Dataset entries
- - -

PR #267, opened 2022-04-13
numaresourcesscheduler: respond to owned objects` modifications

Tal-or:
Prior to this change, every external/manual tamper to the generated objects wouldn't be detected by the controller, hence it keeps the objects in an undesired state.

### DIFF
--- a/controllers/numaresourcesscheduler_controller.go
+++ b/controllers/numaresourcesscheduler_controller.go
@@ -23,12 +23,17 @@ import (
 
 	appsv1 "k8s.io/api/apps/v1"
 	corev1 "k8s.io/api/core/v1"
+	rbacv1 "k8s.io/api/rbac/v1"
+	apiequality "k8s.io/apimachinery/pkg/api/equality"
 	apierrors "k8s.io/apimachinery/pkg/api/errors"
 	"k8s.io/apimachinery/pkg/runtime"
 	"k8s.io/klog/v2"
 	ctrl "sigs.k8s.io/controller-runtime"
+	"sigs.k8s.io/controller-runtime/pkg/builder"
 	"sigs.k8s.io/controller-runtime/pkg/client"
 	"sigs.k8s.io/controller-runtime/pkg/controller/controllerutil"
+	"sigs.k8s.io/controller-runtime/pkg/event"
+	"sigs.k8s.io/controller-runtime/pkg/predicate"
 	"sigs.k8s.io/controller-runtime/pkg/reconcile"
 
 	"github.com/pkg/errors"
@@ -110,8 +115,22 @@ func (r *NUMAResourcesSchedulerReconciler) Reconcile(ctx context.Context, req ct
 
 // SetupWithManager sets up the controller with the Manager.
 func (r *NUMAResourcesSchedulerReconciler) SetupWithManager(mgr ctrl.Manager) error {
+	// we want to initiate reconcile loop only on changes under labels, annotations or spec of the object
+	p := predicate.Funcs{
+		UpdateFunc: func(e event.UpdateEvent) bool {
+			return e.ObjectNew.GetGeneration() != e.ObjectOld.GetGeneration() ||
+				!apiequality.Semantic.DeepEqual(e.ObjectNew.GetLabels(), e.ObjectOld.GetLabels()) ||
+				!apiequality.Semantic.DeepEqual(e.ObjectNew.GetAnnotations(), e.ObjectOld.GetAnnotations())
+		},
+	}
+
 	return ctrl.NewControllerManagedBy(mgr).
 		For(&nrsv1alpha1.NUMAResourcesScheduler{}).
+		Owns(&rbacv1.ClusterRole{}, builder.WithPredicates(p)).
+		Owns(&rbacv1.ClusterRoleBinding{}, builder.WithPredicates(p)).
+		Owns(&corev1.ServiceAccount{}, builder.WithPredicates(p)).
+		Owns(&corev1.ConfigMap{}, builder.WithPredicates(p)).
+		Owns(&appsv1.Deployment{}, builder.WithPredicates(p)).
 		Complete(r)
 }
 
--- a/controllers/numaresourcesscheduler_controller_test.go
+++ b/controllers/numaresourcesscheduler_controller_test.go
@@ -18,6 +18,8 @@ package controllers
 
 import (
 	"context"
+	"k8s.io/klog/v2"
+	"time"
 
 	"github.com/onsi/ginkgo"
 	"github.com/onsi/gomega"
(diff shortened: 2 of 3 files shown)


controllers/numaresourcesscheduler_controller.go
```diff
@@ -109,8 +114,21 @@ func (r *NUMAResourcesSchedulerReconciler) Reconcile(ctx context.Context, req ct
 
 // SetupWithManager sets up the controller with the Manager.
 func (r *NUMAResourcesSchedulerReconciler) SetupWithManager(mgr ctrl.Manager) error {
+	// we want to initiate reconcile loop only on change under labels or spec of the object
```
fromanirh, line 117: should we ignore annotations them? why or why not?

fromanirh:
This seems like a good improvement, thanks for starting this work.

controllers/numaresourcesscheduler_controller.go
Tal-or: I thought it might somehow reduce reconciliation loops, but maybe let's stay with the basics and reconcile for every change.

Tal-or: I followed the controller code, there is no reason to act upon other changes because according to the code we won't revert metadata changes.
For ```Labels``` and ```Annotations``` changes, the controller will merge old and new values.
For changes under ```spec``` it will force the desired state.

Tal-or:
I'm happy with the PR, lifting WIP

ffromani (commented):
/lgtm

test/e2e/sched/sched_test.go
```diff
@@ -68,6 +72,88 @@ var _ = Describe("[Scheduler] imageReplacement", func() {
...
+			for i := 0; i < len(cmList.Items); i++ {
+				if e2eobjects.IsOwnedBy(cmList.Items[i].ObjectMeta, nroSchedObj.ObjectMeta) {
+					nroCM = &cmList.Items[i]
+				}
+			}
+
+			initialCM := nroCM.DeepCopy()
+			nroCM.Data["somekey"] = "somevalue"
+
+			err = e2eclient.Client.Update(context.TODO(), nroCM)
```
fromanirh, line 113: update can fail on a live cluster. We either need to use something smarter (patch?) or wrap the (get+)update in a loop

ffromani (commented):
/lgtm cancel

test/e2e/sched/sched_test.go
Tal-or: Why that update would failed?

fromanirh: I don't know the exact reason, but this is something we may happen any time in a cluster (part of how kube works) so robust code should tolerate it

Tal-or: It's a bit worrying that a global wide-used function can fail without any good reason.
Does it mean we should stop using it? what about all the other places and production code we have which contain this function?

Of course, I can wrap it in a loop. But the general statement you raised here makes me question.

fromanirh: Well this is kubernetes operates since day one pretty much. Retrying loop (which is what ultimately a control loop is about) and optimistic concurrency are the cornerstones of the platform. I'm not sure I understand the concern :\

controllers/numaresourcesscheduler_controller_test.go
```diff
@@ -158,5 +158,52 @@ var _ = ginkgo.Describe("Test NUMAResourcesScheduler Reconcile", func() {
...
+
+			initialCM := cm.DeepCopy()
+			cm.Data["somekey"] = "somevalue"
+
+			initialDP := dp.DeepCopy()
+			dp.Spec.Template.Spec.Hostname = "newname"
+			c := corev1.Container{Name: "newcontainer"}
+			dp.Spec.Template.Spec.Containers = append(dp.Spec.Template.Spec.Containers, c)
+
+			err = reconciler.Client.Update(context.TODO(), cm)
```
fromanirh, line 187: this has to be done in a `Eventually` loop

controllers/numaresourcesscheduler_controller_test.go
```diff
@@ -158,5 +158,52 @@ var _ = ginkgo.Describe("Test NUMAResourcesScheduler Reconcile", func() {
...
+
+			err = reconciler.Client.Update(context.TODO(), dp)
+			gomega.Expect(err).ToNot(gomega.HaveOccurred())
+
+			key = client.ObjectKeyFromObject(nrs)
+			_, err = reconciler.Reconcile(context.TODO(), reconcile.Request{NamespacedName: key})
+			gomega.Expect(err).ToNot(gomega.HaveOccurred())
+
+			key = client.ObjectKeyFromObject(cm)
+			err = reconciler.Client.Get(context.TODO(), key, cm)
```
fromanirh, line 198: probably same as above - I'm not sure why we need to retry a `Get` though

test/e2e/sched/sched_test.go
```diff
@@ -68,6 +73,90 @@ var _ = Describe("[Scheduler] imageReplacement", func() {
...
 				return deploy.Spec.Template.Spec.Containers[0].Image == e2eimages.SchedTestImageCI
 			}, time.Minute, time.Second*10).Should(BeTrue())
+
+			By("reverting NROS changes")
+			err = e2eclient.Client.Get(context.TODO(), client.ObjectKeyFromObject(nroSchedObj), nroSchedObj)
+			Expect(err).ToNot(HaveOccurred())
+
+			nroSchedObj.Spec = objects.TestNROScheduler().Spec
+
+			err = e2eclient.Client.Update(context.TODO(), nroSchedObj)
```
fromanirh, line 83: let's do this inside a `Eventually` loop

test/e2e/sched/sched_test.go
```diff
@@ -68,6 +73,90 @@ var _ = Describe("[Scheduler] imageReplacement", func() {
...
+			dp, err := schedutils.GetDeploymentByOwnerReference(nroSchedObj.GetUID())
+			Expect(err).ToNot(HaveOccurred())
+
+			initialDP := dp.DeepCopy()
+
+			dp.Spec.Template.Spec.Hostname = "newhostname"
+			c := objects.NewTestPodPause("", "newcontainer").Spec.Containers[0]
+			dp.Spec.Template.Spec.Containers = append(dp.Spec.Template.Spec.Containers, c)
+
+			err = e2eclient.Client.Update(context.TODO(), dp)
```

- - -

= Work required =
Lines containing the string "cmList" are the ones to copy from the entries above.

= Response to this task =
+			for i := 0; i < len(cmList.Items); i++ {
+				if e2eobjects.IsOwnedBy(cmList.Items[i].ObjectMeta, nroSchedObj.ObjectMeta) {
+					nroCM = &cmList.Items[i]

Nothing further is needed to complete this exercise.